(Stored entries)
*-*-*

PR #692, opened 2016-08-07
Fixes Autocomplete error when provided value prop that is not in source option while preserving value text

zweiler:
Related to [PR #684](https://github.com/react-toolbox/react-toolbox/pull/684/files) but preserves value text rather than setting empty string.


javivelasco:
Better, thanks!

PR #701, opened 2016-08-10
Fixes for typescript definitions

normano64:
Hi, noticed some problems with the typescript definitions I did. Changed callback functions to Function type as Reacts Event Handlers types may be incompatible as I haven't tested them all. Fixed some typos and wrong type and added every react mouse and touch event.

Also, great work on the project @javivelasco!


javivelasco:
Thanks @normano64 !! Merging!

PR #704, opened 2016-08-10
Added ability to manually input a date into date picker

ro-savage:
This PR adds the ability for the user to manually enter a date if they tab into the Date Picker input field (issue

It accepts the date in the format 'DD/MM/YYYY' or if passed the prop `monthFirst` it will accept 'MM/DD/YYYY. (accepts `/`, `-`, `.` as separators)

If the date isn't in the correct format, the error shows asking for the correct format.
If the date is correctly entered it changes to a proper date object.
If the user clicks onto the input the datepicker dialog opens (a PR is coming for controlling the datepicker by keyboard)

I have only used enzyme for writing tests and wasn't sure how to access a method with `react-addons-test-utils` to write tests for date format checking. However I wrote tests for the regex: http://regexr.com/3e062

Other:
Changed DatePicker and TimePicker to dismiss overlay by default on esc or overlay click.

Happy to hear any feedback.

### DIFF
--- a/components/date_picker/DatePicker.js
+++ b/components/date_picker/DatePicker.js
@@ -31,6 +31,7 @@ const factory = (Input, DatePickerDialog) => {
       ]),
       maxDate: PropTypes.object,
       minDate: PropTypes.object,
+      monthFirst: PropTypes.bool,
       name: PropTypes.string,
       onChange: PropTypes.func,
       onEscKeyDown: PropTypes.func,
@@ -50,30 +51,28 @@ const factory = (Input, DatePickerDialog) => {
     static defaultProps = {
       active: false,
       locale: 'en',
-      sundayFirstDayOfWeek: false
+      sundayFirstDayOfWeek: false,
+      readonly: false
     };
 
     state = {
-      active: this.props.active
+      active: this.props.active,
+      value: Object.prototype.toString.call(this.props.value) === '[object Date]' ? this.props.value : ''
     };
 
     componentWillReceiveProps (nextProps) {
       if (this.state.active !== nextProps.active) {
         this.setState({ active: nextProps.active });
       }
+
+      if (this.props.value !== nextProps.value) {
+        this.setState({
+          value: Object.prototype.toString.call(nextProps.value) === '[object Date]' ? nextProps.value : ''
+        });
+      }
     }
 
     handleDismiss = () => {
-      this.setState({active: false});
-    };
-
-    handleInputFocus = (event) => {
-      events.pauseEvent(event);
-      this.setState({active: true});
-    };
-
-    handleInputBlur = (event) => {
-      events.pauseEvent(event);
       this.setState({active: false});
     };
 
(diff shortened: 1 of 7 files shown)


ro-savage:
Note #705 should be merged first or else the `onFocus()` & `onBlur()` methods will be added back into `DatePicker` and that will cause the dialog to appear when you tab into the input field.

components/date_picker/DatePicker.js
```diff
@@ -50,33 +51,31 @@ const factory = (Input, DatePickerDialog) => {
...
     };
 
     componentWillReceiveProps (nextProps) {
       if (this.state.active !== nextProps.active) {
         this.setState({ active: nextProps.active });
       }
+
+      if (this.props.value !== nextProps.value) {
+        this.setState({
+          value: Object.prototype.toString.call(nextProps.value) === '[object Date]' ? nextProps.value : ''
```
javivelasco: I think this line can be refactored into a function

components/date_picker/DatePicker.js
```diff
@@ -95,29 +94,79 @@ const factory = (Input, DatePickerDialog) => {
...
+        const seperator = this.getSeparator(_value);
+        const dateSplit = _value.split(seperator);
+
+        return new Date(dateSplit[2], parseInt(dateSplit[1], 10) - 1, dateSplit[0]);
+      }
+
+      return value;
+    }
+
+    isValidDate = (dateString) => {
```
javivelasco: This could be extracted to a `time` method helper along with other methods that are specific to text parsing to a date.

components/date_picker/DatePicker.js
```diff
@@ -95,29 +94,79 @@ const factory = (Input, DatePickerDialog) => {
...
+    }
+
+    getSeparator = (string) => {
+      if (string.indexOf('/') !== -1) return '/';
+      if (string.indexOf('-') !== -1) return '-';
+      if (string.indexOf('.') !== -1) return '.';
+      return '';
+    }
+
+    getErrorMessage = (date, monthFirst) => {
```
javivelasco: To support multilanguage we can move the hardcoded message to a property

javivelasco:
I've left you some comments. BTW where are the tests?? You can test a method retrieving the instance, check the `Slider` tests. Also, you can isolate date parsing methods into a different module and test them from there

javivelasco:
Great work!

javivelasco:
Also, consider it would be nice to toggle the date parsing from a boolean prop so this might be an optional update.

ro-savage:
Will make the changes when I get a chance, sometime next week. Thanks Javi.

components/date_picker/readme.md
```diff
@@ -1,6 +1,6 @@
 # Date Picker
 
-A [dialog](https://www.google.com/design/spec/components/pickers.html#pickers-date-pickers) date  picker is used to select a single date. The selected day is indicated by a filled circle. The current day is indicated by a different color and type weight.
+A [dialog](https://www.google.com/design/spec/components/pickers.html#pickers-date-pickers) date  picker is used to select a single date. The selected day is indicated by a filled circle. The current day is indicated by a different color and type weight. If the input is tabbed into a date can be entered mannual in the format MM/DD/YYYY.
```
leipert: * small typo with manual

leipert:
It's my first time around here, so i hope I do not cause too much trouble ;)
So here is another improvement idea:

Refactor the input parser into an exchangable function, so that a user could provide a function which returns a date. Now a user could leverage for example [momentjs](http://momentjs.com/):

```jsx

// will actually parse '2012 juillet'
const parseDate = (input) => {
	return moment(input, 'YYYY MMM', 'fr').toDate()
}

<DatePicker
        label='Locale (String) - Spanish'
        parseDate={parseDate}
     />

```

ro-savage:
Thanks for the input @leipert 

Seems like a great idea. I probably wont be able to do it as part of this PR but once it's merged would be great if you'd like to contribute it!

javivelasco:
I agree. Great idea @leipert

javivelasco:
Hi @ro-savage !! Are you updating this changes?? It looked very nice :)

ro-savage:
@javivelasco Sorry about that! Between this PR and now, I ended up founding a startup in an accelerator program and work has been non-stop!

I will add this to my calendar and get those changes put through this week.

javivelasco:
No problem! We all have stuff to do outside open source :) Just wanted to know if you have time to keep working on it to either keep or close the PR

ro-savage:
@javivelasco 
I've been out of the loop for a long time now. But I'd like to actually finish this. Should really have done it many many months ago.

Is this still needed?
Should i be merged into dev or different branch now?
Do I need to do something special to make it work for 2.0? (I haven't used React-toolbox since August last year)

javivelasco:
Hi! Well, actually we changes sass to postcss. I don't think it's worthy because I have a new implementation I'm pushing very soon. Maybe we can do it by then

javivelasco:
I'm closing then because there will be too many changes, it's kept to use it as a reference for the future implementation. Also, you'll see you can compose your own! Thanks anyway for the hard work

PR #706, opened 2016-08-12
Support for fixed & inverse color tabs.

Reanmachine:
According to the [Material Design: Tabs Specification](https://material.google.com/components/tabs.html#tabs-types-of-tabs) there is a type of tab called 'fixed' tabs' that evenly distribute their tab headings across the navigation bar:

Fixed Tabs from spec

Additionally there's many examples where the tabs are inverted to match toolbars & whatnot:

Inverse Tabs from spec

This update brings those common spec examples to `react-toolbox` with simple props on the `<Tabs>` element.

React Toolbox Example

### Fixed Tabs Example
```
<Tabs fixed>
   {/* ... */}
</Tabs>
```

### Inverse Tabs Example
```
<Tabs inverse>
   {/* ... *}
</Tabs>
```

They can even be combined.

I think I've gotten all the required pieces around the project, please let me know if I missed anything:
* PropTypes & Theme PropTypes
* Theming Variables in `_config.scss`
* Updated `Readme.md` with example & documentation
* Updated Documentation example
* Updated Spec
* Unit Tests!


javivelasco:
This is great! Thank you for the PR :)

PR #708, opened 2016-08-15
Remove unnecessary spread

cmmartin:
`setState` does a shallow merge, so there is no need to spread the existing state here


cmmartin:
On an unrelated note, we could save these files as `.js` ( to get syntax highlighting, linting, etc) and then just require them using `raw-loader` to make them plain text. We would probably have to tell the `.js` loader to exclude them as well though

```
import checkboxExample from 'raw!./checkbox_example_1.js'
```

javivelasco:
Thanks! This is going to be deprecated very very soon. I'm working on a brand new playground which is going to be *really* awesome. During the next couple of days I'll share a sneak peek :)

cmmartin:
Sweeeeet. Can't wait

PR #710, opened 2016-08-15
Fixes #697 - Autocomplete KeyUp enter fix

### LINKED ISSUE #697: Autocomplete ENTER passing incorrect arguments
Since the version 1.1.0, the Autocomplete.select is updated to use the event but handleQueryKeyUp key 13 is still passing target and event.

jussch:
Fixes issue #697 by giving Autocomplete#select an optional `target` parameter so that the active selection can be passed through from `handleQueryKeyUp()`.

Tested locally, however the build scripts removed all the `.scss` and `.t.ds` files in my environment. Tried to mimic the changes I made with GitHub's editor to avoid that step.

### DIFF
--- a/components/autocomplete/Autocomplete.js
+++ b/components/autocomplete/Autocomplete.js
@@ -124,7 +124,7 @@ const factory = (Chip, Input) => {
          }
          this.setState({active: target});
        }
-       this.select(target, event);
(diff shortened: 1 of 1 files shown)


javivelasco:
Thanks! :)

*-*-*

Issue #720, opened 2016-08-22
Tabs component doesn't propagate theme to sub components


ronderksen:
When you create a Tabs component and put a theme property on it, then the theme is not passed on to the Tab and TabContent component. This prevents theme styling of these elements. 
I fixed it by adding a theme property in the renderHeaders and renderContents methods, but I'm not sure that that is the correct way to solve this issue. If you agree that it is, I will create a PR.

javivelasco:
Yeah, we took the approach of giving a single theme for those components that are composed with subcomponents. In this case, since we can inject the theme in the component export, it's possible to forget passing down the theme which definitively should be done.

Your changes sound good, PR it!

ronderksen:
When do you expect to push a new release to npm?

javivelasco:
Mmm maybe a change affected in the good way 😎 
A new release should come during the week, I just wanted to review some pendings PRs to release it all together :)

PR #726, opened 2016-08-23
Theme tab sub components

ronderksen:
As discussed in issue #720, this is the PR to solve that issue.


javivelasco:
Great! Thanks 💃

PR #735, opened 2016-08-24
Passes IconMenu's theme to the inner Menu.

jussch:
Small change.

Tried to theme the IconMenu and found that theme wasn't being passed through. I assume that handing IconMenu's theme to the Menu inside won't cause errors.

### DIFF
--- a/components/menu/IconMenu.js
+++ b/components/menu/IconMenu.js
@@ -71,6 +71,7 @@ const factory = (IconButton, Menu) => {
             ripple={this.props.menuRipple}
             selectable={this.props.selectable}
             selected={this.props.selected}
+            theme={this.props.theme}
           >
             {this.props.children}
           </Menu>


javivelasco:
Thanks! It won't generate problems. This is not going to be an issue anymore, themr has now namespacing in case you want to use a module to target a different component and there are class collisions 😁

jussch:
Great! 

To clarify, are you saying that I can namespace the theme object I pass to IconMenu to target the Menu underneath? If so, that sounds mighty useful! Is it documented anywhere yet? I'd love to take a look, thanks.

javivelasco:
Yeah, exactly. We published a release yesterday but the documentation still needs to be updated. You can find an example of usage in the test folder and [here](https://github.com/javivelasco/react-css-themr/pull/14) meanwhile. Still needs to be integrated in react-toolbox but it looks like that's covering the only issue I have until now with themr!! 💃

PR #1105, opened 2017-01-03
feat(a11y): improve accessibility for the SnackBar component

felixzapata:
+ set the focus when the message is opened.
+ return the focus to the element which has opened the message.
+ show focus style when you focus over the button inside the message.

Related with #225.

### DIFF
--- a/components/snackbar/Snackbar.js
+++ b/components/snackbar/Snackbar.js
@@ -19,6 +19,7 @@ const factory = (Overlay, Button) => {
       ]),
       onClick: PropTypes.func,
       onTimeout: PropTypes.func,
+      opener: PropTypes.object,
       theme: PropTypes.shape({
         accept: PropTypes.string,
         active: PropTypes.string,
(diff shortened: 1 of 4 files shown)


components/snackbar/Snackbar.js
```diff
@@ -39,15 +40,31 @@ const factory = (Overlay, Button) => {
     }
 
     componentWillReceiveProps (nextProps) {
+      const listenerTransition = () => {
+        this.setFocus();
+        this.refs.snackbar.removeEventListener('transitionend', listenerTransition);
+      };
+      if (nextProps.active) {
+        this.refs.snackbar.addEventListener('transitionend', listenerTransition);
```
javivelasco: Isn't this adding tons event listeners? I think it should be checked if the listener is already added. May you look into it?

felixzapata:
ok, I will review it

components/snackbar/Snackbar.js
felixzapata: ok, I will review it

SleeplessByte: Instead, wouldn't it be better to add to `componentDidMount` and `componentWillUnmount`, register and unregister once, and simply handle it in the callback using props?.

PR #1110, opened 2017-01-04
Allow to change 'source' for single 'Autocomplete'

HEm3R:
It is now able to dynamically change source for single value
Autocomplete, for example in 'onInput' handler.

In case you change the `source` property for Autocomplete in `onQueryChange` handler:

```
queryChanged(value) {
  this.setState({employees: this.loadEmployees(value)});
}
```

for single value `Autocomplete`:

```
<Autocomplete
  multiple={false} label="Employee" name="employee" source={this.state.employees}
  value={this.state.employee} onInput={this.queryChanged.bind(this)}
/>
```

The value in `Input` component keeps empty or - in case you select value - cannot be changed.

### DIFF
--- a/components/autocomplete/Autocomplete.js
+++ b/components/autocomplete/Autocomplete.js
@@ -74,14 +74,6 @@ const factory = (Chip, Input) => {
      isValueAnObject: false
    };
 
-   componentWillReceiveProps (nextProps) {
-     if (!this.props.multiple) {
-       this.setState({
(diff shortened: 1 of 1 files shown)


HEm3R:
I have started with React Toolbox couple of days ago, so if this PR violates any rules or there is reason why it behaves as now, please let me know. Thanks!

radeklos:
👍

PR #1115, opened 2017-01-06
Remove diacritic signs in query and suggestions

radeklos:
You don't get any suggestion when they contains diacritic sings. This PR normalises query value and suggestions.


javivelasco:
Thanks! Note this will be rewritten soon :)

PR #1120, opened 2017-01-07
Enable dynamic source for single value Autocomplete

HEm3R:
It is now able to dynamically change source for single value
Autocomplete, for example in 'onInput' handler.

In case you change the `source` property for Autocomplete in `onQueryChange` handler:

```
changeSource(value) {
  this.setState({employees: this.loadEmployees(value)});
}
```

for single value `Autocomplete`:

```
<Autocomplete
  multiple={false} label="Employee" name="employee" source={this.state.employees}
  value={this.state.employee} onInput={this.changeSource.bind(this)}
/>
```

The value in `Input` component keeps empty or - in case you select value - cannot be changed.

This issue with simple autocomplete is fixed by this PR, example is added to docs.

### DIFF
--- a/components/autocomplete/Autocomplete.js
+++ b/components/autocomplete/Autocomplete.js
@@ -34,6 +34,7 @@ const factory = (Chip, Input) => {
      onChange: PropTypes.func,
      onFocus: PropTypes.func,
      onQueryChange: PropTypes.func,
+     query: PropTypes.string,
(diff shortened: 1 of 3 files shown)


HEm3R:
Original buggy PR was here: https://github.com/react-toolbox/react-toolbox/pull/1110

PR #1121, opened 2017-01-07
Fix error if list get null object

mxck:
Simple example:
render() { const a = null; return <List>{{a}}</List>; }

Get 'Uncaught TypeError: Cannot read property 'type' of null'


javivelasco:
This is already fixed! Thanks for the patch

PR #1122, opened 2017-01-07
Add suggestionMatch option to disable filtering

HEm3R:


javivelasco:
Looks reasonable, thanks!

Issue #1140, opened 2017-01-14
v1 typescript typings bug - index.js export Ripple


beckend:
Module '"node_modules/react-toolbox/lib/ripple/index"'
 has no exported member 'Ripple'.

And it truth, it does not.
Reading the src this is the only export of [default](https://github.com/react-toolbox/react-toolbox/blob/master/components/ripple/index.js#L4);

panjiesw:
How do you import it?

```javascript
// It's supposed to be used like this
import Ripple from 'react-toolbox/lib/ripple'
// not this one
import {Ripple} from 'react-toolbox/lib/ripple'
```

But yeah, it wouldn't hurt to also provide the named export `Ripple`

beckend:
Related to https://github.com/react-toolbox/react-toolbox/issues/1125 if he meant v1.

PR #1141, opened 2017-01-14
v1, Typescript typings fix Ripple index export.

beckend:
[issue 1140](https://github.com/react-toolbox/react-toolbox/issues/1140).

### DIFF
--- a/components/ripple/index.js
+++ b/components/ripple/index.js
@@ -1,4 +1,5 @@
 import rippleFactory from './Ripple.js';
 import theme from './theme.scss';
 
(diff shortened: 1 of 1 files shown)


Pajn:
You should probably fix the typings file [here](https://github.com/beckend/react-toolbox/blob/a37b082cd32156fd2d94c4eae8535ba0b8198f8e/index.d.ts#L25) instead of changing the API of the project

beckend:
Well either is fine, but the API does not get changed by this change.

*-*-*

▶ ABOUT THIS EXERCISE:
Each line above where the word "many" occurs should be copied out.

▶ EXERCISE SOLUTION:
I've been out of the loop for a long time now. But I'd like to actually finish this. Should really have done it many many months ago.
I'm closing then because there will be too many changes, it's kept to use it as a reference for the future implementation. Also, you'll see you can compose your own! Thanks anyway for the hard work
Additionally there's many examples where the tabs are inverted to match toolbars & whatnot:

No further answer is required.